:: ABOUT THIS EXERCISE ::
Compute how many lines in the data below contain "core"; answer only with that number.

----------

PR #378, opened 2022-06-25
Fix rect bottom right edges

### LINKED ISSUE #368: [BUG] `DrawingArea::fill` doesn't fill the right and bottom edge in some backends
**Describe the bug**
`DrawingArea::fill` doesn't fill the right and bottom edge in some backends and leaves transparent edges in a generated image. As far as I have checked, [plotters-svg](https://github.com/plotters-rs/plotters-svg) and [plotters-canvas](https://github.com/plotters-rs/plotters-canvas) have this issue. `BitMapBackend` is fine about this.

For CanvasBackend, it's quick to see #165's attached image. It continues in the latest code too.

For SVGBackend, The repro code below prints this result. `width` and `height` in the `rect` element should be `"100"` here.

```svg
<svg width="100" height="100" viewBox="0 0 100 100" xmlns="http://www.w3.org/2000/svg">
<rect x="0" y="0" width="99" height="99" opacity="1" fill="#0000FF" stroke="none"/>
</svg>
```

Other backends with sub-pixel coordinate might have the same issue. Can be related to #128.

**To Reproduce**
```rust
use plotters::prelude::*;

    let mut content = String::new();
    {
        let area = SVGBackend::with_string(&mut content, (100, 100)).into_drawing_area();
        area.fill(&BLUE)?;
    }
    println!("{content}");
    Ok(())
}
```

**Version Information**
`plotters`: current master (a72bfbced3523b17adc974ec7459f6c1c6f2d986)
`plotters-svg`: current master (https://github.com/plotters-rs/plotters-svg/commit/47289e89a1078f330fcb6a3886b0ae34dc3f69e2)
`plotters-canvas`: current master (https://github.com/plotters-rs/plotters-canvas/commit/111fce55a9ccc2999864358f991a28df6261f921)

shinmili:
Close #368.

### DIFF
--- a/.github/workflows/plotters-core.yml
+++ b/.github/workflows/plotters-core.yml
@@ -63,7 +63,7 @@ jobs:
     - uses: actions-rs/cargo@v1
       with:
           command: test
-          args: --verbose --no-default-features --lib
+          args: --verbose --no-default-features --features=svg_backend --lib
   test_all_features:
     runs-on: ubuntu-latest
     steps:
--- a/plotters-bitmap/src/bitmap.rs
+++ b/plotters-bitmap/src/bitmap.rs
@@ -252,12 +252,12 @@ impl<'a, P: PixelFormat> DrawingBackend for BitMapBackend<'a, P> {
         if (from.0 == to.0 || from.1 == to.1) && style.stroke_width() == 1 {
             if alpha >= 1.0 {
                 if from.1 == to.1 {
-                    P::fill_rect_fast(self, from, to, r, g, b);
+                    P::fill_rect_fast(self, from, (to.0 + 1, to.1 + 1), r, g, b);
                 } else {
                     P::fill_vertical_line_fast(self, from.0, (from.1, to.1), r, g, b);
                 }
             } else {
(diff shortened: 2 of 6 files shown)


38:
Thanks for the PR, I think this make a lot of sense to me!

But again, IMO it's not a really a solution but a mitigation - And I am looking forward we can reach the point that we define a sound and uniformed backend abstraction at some point. 

The change itself looks good to me! 

I am wondering if @facorread  and @AaronErhardt have any comment on the PR.

facorread:
I agree! I know it can be frustrating that a project chooses a long-term abstraction over a short-term solution, but the discussion here highlights the need for it. Let us try to build it!

AaronErhardt (approved):
Looks good to me

facorread (changes requested):
This is nitpick of course, can you please address the warning below? It looks like removing one line should do it. Thanks!

shinmili:
@facorread Thanks for pointing out. The warning indicates the test below is actually not run on GitHub Actions, so I edited the test command line instead of removing the line with warning.

facorread (approved):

----------

:: COMPLETED EXERCISE ::
2